NZ banks united on hold Wednesday — but tightening is only a question of timing

All major banks expect the OCR to stay at 2.25% this week, but the debate beyond that is heating up

NZ banks united on hold Wednesday — but tightening is only a question of timing

New Zealand's major banks are unanimous heading into Wednesday's Reserve Bank Monetary Policy Statement: the OCR will stay at 2.25%. But the path from there divides sharply.

Three camps: move now, move in July, don't move yet

Westpac chief economist Kelly Eckhold takes the most hawkish position among the major banks, arguing a May move would be well justified.

"My view is that the significant shift in the inflation outlook which has occurred since the OCR was cut below 3% in the second half of 2025 justifies a hike at the May meeting," Eckhold wrote in Westpac's latest economic bulletin, while acknowledging the RBNZ is likely to hold.

He expects the OCR projections released Wednesday to signal the December 2026 quarter rising 40–50 basis points to around 2.8% — effectively flagging two hikes this year with the chance of a third.

ASB and ANZ both favour July as the starting point for tightening.

ASB senior economists Jane Turner and Wesley Tanuvasa acknowledged the decision is genuinely close, framing the hold case around the RBNZ's own checklist from April — core inflation, medium-term inflation expectations, and wage growth — and concluding that the data doesn't yet deliver a clear trigger for May.

"OCR hikes are a matter of when not if.
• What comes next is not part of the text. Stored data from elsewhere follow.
PR #567, opened 2026-06-30
feat(cost): gate infrastructure visualization behind VISUALIZATION_ENABLED (default off)

damianloch:
## Summary
The infrastructure visualization feature fires an LLM extraction roughly every ~30s during every incident RCA, plus one full extraction at RCA completion. This wastes an estimated **$285+/mo** in Opus/Sonnet calls for a feature that is not core to the RCA workflow.

This PR gates both LLM trigger sites behind a new `VISUALIZATION_ENABLED` env flag (default `false`) and hides the UI entry points. **No code is deleted** — the Celery task, SSE route, generator/trigger modules, and React components all remain, so the feature is fully reversible by flipping the flag/constant back on.

## Changes
- `server/chat/backend/agent/tools/cloud_tools.py` — skip the periodic (~30s) `update_visualization.delay(...)` trigger unless `VISUALIZATION_ENABLED=true`. Added `import os` (was not previously imported in this file). Early skip avoids building the `tool_calls_json` payload when disabled.
- `server/chat/background/task.py` — skip the final `update_visualization.apply_async(force_full=True)` call unless `VISUALIZATION_ENABLED=true`, while preserving the surrounding try/except.
- `client/src/app/incidents/components/IncidentCard.tsx` — added a `const VISUALIZATION_ENABLED = false;` constant and guarded both the "Visualization" toggle button and the `<InfrastructureVisualization>` panel render with it. The `showVisualization` state and the `InfrastructureVisualization` import are intentionally kept (still referenced) so re-enabling is a one-line revert and to avoid unused-var issues.
- `docker-compose.yaml`, `docker-compose.prod-local.yml` — added `VISUALIZATION_ENABLED: ${VISUALIZATION_ENABLED:-false}` to the shared `x-common-env` anchor (used by aurora-server and celery_worker).
- `docker-compose.airtight.yml` — added `VISUALIZATION_ENABLED: ${VISUALIZATION_ENABLED:-false}` to the shared `x-common-env` anchor, mirroring the other compose variants.
- `deploy/helm/aurora/values.yaml` — added the chart default `VISUALIZATION_ENABLED: "false"` under `config:`. The helm chart is sourced in this OSS repo, so this is its source of truth.
- `.env.example` — documented `VISUALIZATION_ENABLED=false` near the other feature flags.

> Env-sync is now complete across all compose variants (`docker-compose.yaml`, `docker-compose.prod-local.yml`, `docker-compose.airtight.yml`) and the helm chart (`deploy/helm/aurora/values.yaml`).

## How to re-enable
- **Backend**: set `VISUALIZATION_ENABLED=true` in the environment (`.env` / compose / helm / terraform). Both trigger sites read `os.getenv("VISUALIZATION_ENABLED", "false")`.
- **Frontend**: flip `const VISUALIZATION_ENABLED = false;` to `true` in `IncidentCard.tsx` (one-line change). No other edits needed; the button and panel come back as-is.

## Human follow-up required
- [ ] Confirm prod deploy config (helm/terraform/k8s manifests) leaves `VISUALIZATION_ENABLED` unset or `false`. Since the var is brand new, it defaults to off everywhere, but this was **not** audited in this PR — verify there is no override that sets it true.
- [ ] Decide whether to fully remove the visualization feature later (this PR only disables it; the dead-but-reachable code remains).
- [ ] QA: confirm incident cards render correctly without the Visualization toggle (no layout gaps) across `running`/`summarizing`/`complete` states.
- [ ] The frontend uses a local `const` rather than a `NEXT_PUBLIC_` env var. A `NEXT_PUBLIC_VISUALIZATION_ENABLED` could be wired later if runtime toggling without a rebuild is desired; not done here to keep the change minimal.
- [ ] Frontend lint was **not** run (`client/node_modules` is not installed in this worktree); changes were eyeballed and the IDE linter reported no errors. Run `cd client && npm run lint` in CI/locally to confirm.

## Test plan
1. Backend (disabled, default): trigger an incident RCA and tail celery worker logs (`docker logs -f aurora-celery_worker-1`). Confirm **no** `[Visualization] Triggered 30s update` logs and no `visualization_extraction` LLM calls fire; you should see `[BackgroundChat] Visualization disabled; skipping final visualization` at completion.
2. Backend (re-enabled): set `VISUALIZATION_ENABLED=true`, restart, run an RCA, and confirm the periodic + final visualization triggers fire again.
3. Frontend: load the incidents page and confirm the "Visualization" toggle button and the Infrastructure Analysis panel no longer appear on incident cards.

## Summary by CodeRabbit

* **New Features**
  * Added environment-based feature toggles for incident infrastructure visualization (off by default), including a browser-exposed flag to control the UI.
  * Visualization UI controls and the infrastructure visualization panel are now conditionally available only when the flag is enabled.
* **Bug Fixes**
  * Prevented periodic and final infrastructure visualization extraction from running during RCA unless the backend feature flag is explicitly enabled.


client/src/app/incidents/components/IncidentCard.tsx
```diff
@@ -107,6 +107,9 @@ function isSafeUrl(url: string | undefined): boolean {
   }
 }
 
+// Visualization disabled for cost (re-enable: set true / VISUALIZATION_ENABLED env). See cost-optimization design doc.
+const VISUALIZATION_ENABLED = false;
```
OlivierTrudeau: Why hardcoded here?

OlivierTrudeau (changes requested):

client/src/app/incidents/components/IncidentCard.tsx
damianloch: my bad I changed it to check feature flag like we conventionally do

OlivierTrudeau (approved):

PR #573, opened 2026-07-01
Remove t2v-transformers container

OlivierTrudeau:


deploy/helm/aurora/values.yaml
```diff
@@ -240,6 +239,15 @@ config:
...
 
+  # --- Embedding model for alert correlation (optional) ---
+  # Improves alert-to-incident grouping with semantic similarity.
+  # Requires a DIRECT API key — OpenRouter does NOT support embeddings.
+  # If empty, uses Jaccard token similarity (works fine for most cases).
+  # Format: provider/model-name
+  # Examples: openai/text-embedding-3-small, google/text-embedding-004,
+  #           bedrock/amazon.titan-embed-text-v2:0
+  EMBEDDING_MODEL: ""
+
```
beng360, line 250: have you tested with the Jaccard token similarity. how close is it?

deploy/helm/aurora/templates/t2v-transformers-deployment.yaml
beng360, line 1: should we add a comment somewhere for local dev that says to remove orphans (for dev the transformer will stay orphaned)

beng360 (changes requested):

deploy/helm/aurora/values.yaml
beng360: tested and it should be fine. maybe add in docs that for better correlation for high volumes that have similar titles to add an embedding model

Nonetheless, timing them is hard. We still believe July is the sweet spot for allowing enough time to watch and wait but not letting inflation get away on the RBNZ," they wrote in ASB's latest Economic Note.

ASB forecasts the OCR reaching 3.25% by December.

ANZ chief economist Sharon Zollner shares the July base case but frames it around risk management rather than data confirmation, arguing the RBNZ has grown too uncomfortable leaving the OCR in stimulatory territory. ANZ expects three consecutive 25 basis point hikes in July, September, and October, taking the OCR to 3%, while not ruling out a May start.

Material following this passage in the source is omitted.